### Exercise
Below is a set of records; print all of them exactly as written.

Stored data:
PR #138, opened 2021-02-24
Add computation price caps

filipgolem:
• Add computation price caps
• Fix HTTP 400 on `.reject()`
• Update default Executor timeout to 15 min (yapapi PR #255)
• Bug fix (`stdout` -> `stderr`)

### DIFF
--- a/yajsapi/executor/strategy.ts
+++ b/yajsapi/executor/strategy.ts
@@ -69,8 +69,10 @@ export class DummyMS extends MarketGeneral {
 
 export class LeastExpensiveLinearPayuMS {
   private _expected_time_secs: number;
-  constructor(expected_time_secs: number = 60) {
+  private _price_caps?: ComLinear;
+  constructor(expected_time_secs: number = 60, price_caps?: ComLinear) {
     this._expected_time_secs = expected_time_secs;
+    if (price_caps) this._price_caps = price_caps;
   }
 
   async decorate_demand(demand: DemandBuilder): Promise<void> {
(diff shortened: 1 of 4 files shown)


yajsapi/executor/strategy.ts
```diff
@@ -69,8 +69,10 @@ export class DummyMS extends MarketGeneral {
 
 export class LeastExpensiveLinearPayuMS {
   private _expected_time_secs: number;
-  constructor(expected_time_secs: number = 60) {
+  private _price_caps?: ComLinear;
+  constructor(expected_time_secs: number = 60, price_caps?: ComLinear) {
```
azawlocki, line 73: `fixed_price_cap` in `ComLinear` is declared as `fixed_price!: number;` so it's supposed to be not `null` or `undefined`.
In the Python original, it's `float`, so not `None` either. Thus I'm not sure if using `ComLinear` to represent user constraints, which are optional, is a good idea: what if the user does not want to put any constraints on the fixed price?

azawlocki: Perhaps it would be better to use two separate parameters: `max_fixed_price?: number` and `max_price_for?: Map<com.Counter, number>`?

filipgolem: Fixed as you suggested.

azawlocki (approved):
Good work with catching the bug in the call to `rejectProposalOffer`!

yajsapi/rest/market.ts
```diff
@@ -145,10 +145,16 @@ export class OfferProposal {
...
   async reject(_reason: string | null = null) {
-    await this._subscription._api.rejectProposalOffer(
-      this._subscription.id(),
-      this.id()
-    );
+    try {
+      await this._subscription._api.rejectProposalOffer(
+        this._subscription.id(),
+        this.id(),
+        { message: "Rejected" as Object }
```
filipgolem, line 152:
```suggestion
        { message: _reason as Object }
```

### Response
PR #138, opened 2021-02-24
Add computation price caps

filipgolem:
• Add computation price caps
• Fix HTTP 400 on `.reject()`
• Update default Executor timeout to 15 min (yapapi PR #255)
• Bug fix (`stdout` -> `stderr`)

### DIFF
--- a/yajsapi/executor/strategy.ts
+++ b/yajsapi/executor/strategy.ts
@@ -69,8 +69,10 @@ export class DummyMS extends MarketGeneral {
 
 export class LeastExpensiveLinearPayuMS {
   private _expected_time_secs: number;
-  constructor(expected_time_secs: number = 60) {
+  private _price_caps?: ComLinear;
+  constructor(expected_time_secs: number = 60, price_caps?: ComLinear) {
     this._expected_time_secs = expected_time_secs;
+    if (price_caps) this._price_caps = price_caps;
   }
 
   async decorate_demand(demand: DemandBuilder): Promise<void> {
(diff shortened: 1 of 4 files shown)


yajsapi/executor/strategy.ts
```diff
@@ -69,8 +69,10 @@ export class DummyMS extends MarketGeneral {
 
 export class LeastExpensiveLinearPayuMS {
   private _expected_time_secs: number;
-  constructor(expected_time_secs: number = 60) {
+  private _price_caps?: ComLinear;
+  constructor(expected_time_secs: number = 60, price_caps?: ComLinear) {
```
azawlocki, line 73: `fixed_price_cap` in `ComLinear` is declared as `fixed_price!: number;` so it's supposed to be not `null` or `undefined`.
In the Python original, it's `float`, so not `None` either. Thus I'm not sure if using `ComLinear` to represent user constraints, which are optional, is a good idea: what if the user does not want to put any constraints on the fixed price?

azawlocki: Perhaps it would be better to use two separate parameters: `max_fixed_price?: number` and `max_price_for?: Map<com.Counter, number>`?

filipgolem: Fixed as you suggested.

azawlocki (approved):
Good work with catching the bug in the call to `rejectProposalOffer`!

yajsapi/rest/market.ts
```diff
@@ -145,10 +145,16 @@ export class OfferProposal {
...
   async reject(_reason: string | null = null) {
-    await this._subscription._api.rejectProposalOffer(
-      this._subscription.id(),
-      this.id()
-    );
+    try {
+      await this._subscription._api.rejectProposalOffer(
+        this._subscription.id(),
+        this.id(),
+        { message: "Rejected" as Object }
```
filipgolem, line 152:
```suggestion
        { message: _reason as Object }
```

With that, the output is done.